Maintaining the health and strength of a marriage, or any relationship for that matter, can be difficult, but there are things that can be done to enhance marriage, make it more loving and even downright fun! Regardless of whether finances are tight, kids are still young or things seem bleak, these two suggestions can make a difference.
Suggestion #1:
I'm sure you've heard this over and over again, but incorporating date night into your relationship makes a world of difference. My husband and I (we'll be married four years next month) recently started going on a date every week. At first, for me, it seemed a little tedious. I'm often extremely exhausted and we have three children ages 1, 2 and 15.
I must admit, however, that I've come to look forward to our weekly outings for several reasons: 1) We do something different each time. 2) We get away from the stress of our everyday lives. 3) We get to have fun together and learn more about each other every time. 4) My husband really courts me on those dates.
There are certain rules we follow: We don't talk about the children and we don't talk about business, work and finances. (If one of us slips up and mentions the children that person gets a point, the person with the most points at the end of the night loses. Sometimes the loser has to do something the other one says to do and other times it's just the knowledge of knowing you loss that makes it fun. Don't tell my husband I told you, but he lost last night!) We also try to make it a "cheap" date. For instance, one week we just had coffee at Starbucks then went to the dollar theater.
If you have young children and aren't as fortunate as we are to have a live-in babysitter then trade date nights with a couple you know or make a deal with a teenage relative, or friend, to spend the night at your house. Now that our teenager has gone back to school we put the babies to bed before we go out.
Suggestion #2:
Get creative with the romance. I hope you aren't thinking sex! Let me tell you about what my husband recently did for me: He gave me a little silver basket with a bunch of rolled up red scrolls (construction paper) that were secured with white ribbon and each had two little silver rings. Each scroll had something written on it. One told me how much he loved me and how he would marry me all over again… and others say "free gift" or offer a "free service" like a manicure or something. I haven't opened all of them yet so I'm looking forward to my other surprises.
Doing something like this is a wonderful way to add a little surprise and love into your spouse's day. I am always so excited to open a scroll and find out what it says. Of course, I love the gifts (I've gotten two gorgeous necklaces), but it's the other things like "Let's just talk about you!" that are just as special and magnificent.
Think of something that is special to your spouse and add a little creativity to it. Earlier this week (Tuesday) I had to run into Wal-Mart, which is in the same complex as my husband's job, to pick up a few things and decided to get him some lunch and snacks. I purchased a simple gift bag, a microwaveable meal, juice, muffins and grapes. I put the goodies in the bag with a card. My husband goes to meetings after work every Tuesday, which is a long day for him. So in the card I wrote that I hoped my small gesture would make his long day easier and brighter. FYI: He really loved it!

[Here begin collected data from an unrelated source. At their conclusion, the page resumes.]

PR #3407, opened 2026-09-18
fix(tests): fund validate_flow.py criteria at its 180s budget, guard it

rockymadden:
## Why

`uip maestro flow validate` refetches the tenant node manifest on every call: 8-14s typical, 60-67s on the tail (#2853 measured). `_shared/validate_flow.py` budgets itself at 180s (`_DEFAULT_BUDGET_SECONDS`) because coder_eval exports no criterion timeout. A criterion granting less is SIGKILLed on a tail hit: exit -1, empty stdout, score 0 on a flow that validates clean.

Seen 2026-09-18 on `skill-flow-ipe-dtl-load-by-default-false`: the grader's validate was killed at 30s. The agent had validated the same 21KB flow in 3.8s and 4.4s minutes earlier.

#2853 raised 54 criteria to 180 on 2026-08-27. #2756 added validate criteria to the IPE connector_features tasks at 30 on 2026-09-04. Before this PR: 35 criteria at 30s, 11 at 60s.

## What

- 46 yamls: `timeout: 30` or `60` becomes `timeout: 180` on the `validate_flow.py` criterion only. 36 under `uipath-maestro-flow`, 10 under `uipath-human-in-the-loop` (its `reference.directory` is `../uipath-maestro-flow`, same script).
- `_shared/test_criterion_budgets.py`: new guard. Every run_command criterion under `tests/tasks/` whose script resolves to `validate_flow.py` must grant at least `validate_flow._DEFAULT_BUDGET_SECONDS`. A second, independent count asserts none went undiscovered.

Every task still satisfies the existing `task_timeout > sum(criterion timeouts)` guard. Tightest after the bump: the four `e2e/jira_*` tasks and `cli_dice_roller_simulated`, at 1260-1530s worst-case grading against 1800-2700s task_timeout.

## Verification

- `pytest tests/tasks/uipath-maestro-flow/`: 1359 passed, the same invocation as CI's `pytest-flow-check`.
- Mutation check: one yaml set back to 30, the guard fails naming the file and the 180s floor.
- No coder-eval task was rerun. Grading timeouts only; no prompt, checker, or expected outcome changed.

🤖 Generated with [Claude Code](https://claude.com/claude-code)

PR #3412, opened 2026-09-18
fix(tests): complex_array names two recipients the workspace does not have

rockymadden:
## Why

`skill-flow-ipe-complex-array` asks for a Slack group DM between the users "coder evals" and "e2e-testing". Neither exists in the workspace behind the `Shared/uipath-maestro-flow` connection.

Verified live on 2026-09-18 against connection `2bbc2253`: 19 pages, 18,264 rows of `curated_users`, case-insensitive over display name, real name, handle and email. Every match for "coder eval", "e2e" or "is-sandbox":

| User | ID |
|---|---|
| Coder Eval | `U0B0EPZB4B0` |
| Coder Eval Test | `U0B7Y855WGG` |
| E2E Nightly Summary | `U05Q882RHFZ` |
| E2E Nightly Run Summary | `U05RC1RP15E` |
| DU FE E2E CD Runner, TestManager E2E Test Results, Weekly E2E Owner | not candidates |

The 2026-09-18 run followed the reference rules (`connector/impl.md`: never write a display name as an ID, stop when nothing resolves), left `users` empty, and the populated check failed. The task scored 0 on its fixture, not on the complex-array feature it tests. Same defect #3393 fixed for `multiselect.yaml` yesterday.

## What

One file, `connector_features/complex_array.yaml`:

- Recipients become "Coder Eval Test" and "E2E Nightly Summary". Each is a unique substring across every name observed. "Coder Eval" is avoided on purpose: it is a prefix of "Coder Eval Test", so a substring lookup returns two rows and the agent must stop and ask, which in a headless run is a stop. A comment records the trap, as in #3393.
- The advisory criterion looked for the display names in the flow. A correct build writes user IDs, never names, so it could not pass. It now asserts the two IDs.
- The populated check, weights, thresholds and the headless preamble are unchanged. The validate criterion's timeout line is untouched; #3407 owns it.

## Verification

- PyYAML parse OK; `pytest tests/tasks/uipath-maestro-flow/` 1253 passed (corpus, preamble and budget guards).
- Recipient uniqueness verified live as above.
- No coder-eval rerun of the task in this PR.


tests/tasks/uipath-maestro-flow/connector_features/complex_array.yaml
```diff
@@ -54,8 +58,8 @@ success_criteria:
     pass_threshold: 1.0
 
   - type: run_command
-    description: "Advisory: group DM participants referenced in the project (names may resolve to Slack user IDs on a live connection)"
-    command: "python3 $REFERENCE_DIR/_shared/flow_contains.py --flow-name ComplexArrayTest 'coder evals' 'e2e-testing'"
+    description: "Advisory: both recipients resolved to their Slack user IDs (Coder Eval Test, E2E Nightly Summary) rather than written as display names"
+    command: "python3 $REFERENCE_DIR/_shared/flow_contains.py --flow-name ComplexArrayTest 'U0B7Y855WGG' 'U05Q882RHFZ'"
```
nikhil-maryala, line 62: [NIT] The two hardcoded Slack user IDs here carry the same rot risk the comment above only calls out for the *names*: if `Coder Eval Test` / `E2E Nightly Summary` are recreated, these IDs go stale silently. It is advisory (`pass_threshold: 0`), so a stale ID never fails the run — but it also stops recording whether resolution happened, with no signal. Worth extending the "re-verify before changing a name" note to cover the IDs too (or resolving them live at check time).

nikhil-maryala (approved):
**Severity tally — 0 Blocker · 0 Critical · 0 Major · 0 Minor · 1 Nit.**

Correct, same shape as #3393. Verified the gating does not depend on the specific IDs: the graders are `flow_contains` (nodes/edges, w2 pt1), `check_multiselect_flow.py populated` (w3 pt1 — users array non-empty), and `validate_flow.py` (w2 pt1). The recipient-name swap is what lets a headless agent actually resolve and populate that array; the two-ID `flow_contains` check is **advisory** (`pass_threshold: 0`), so it records real resolution without gating on workspace-specific IDs. Good call avoiding `Coder Eval` (a prefix of `Coder Eval Test` → a substring lookup returns two rows → the agent must stop and ask) and documenting why.

One NIT inline on the ID rot caveat.

### Cross-PR note (not blocking this PR)
This PR’s rationale — `Coder Eval` is prefix-ambiguous — applies to **#3393** (merged), whose `multiselect.yaml` I approved using `Coder Eval` as a recipient. If a substring lookup there also returns `Coder Eval` + `Coder Eval Test`, that task can hit the same stop-and-ask → empty-multiselect failure this PR fixes. Worth a quick check whether `multiselect.yaml` needs the same swap to `Coder Eval Test`.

By point is not to brag, but I did something that I knew he would like and appreciate. One of the biggest things this – the dating and creative romance – has done for me is allow me to focus on a lot more positive things. My husband and I have been through some very rough and stressful times, which have caused us not to react to each other in the best of ways. Now that we have these more positive things going on it allows me to focus on them instead of on the negative things I may not like or something I think he's done to me.
It's also helped me to get over anger or annoyance quicker than I normally would. Well, not always, but usually! HA!
I believe it has made a world of difference in my marriage, and I hope and pray that you'll try these things – or something similar – whether you need to or not… I know it can make a world of difference for you as well.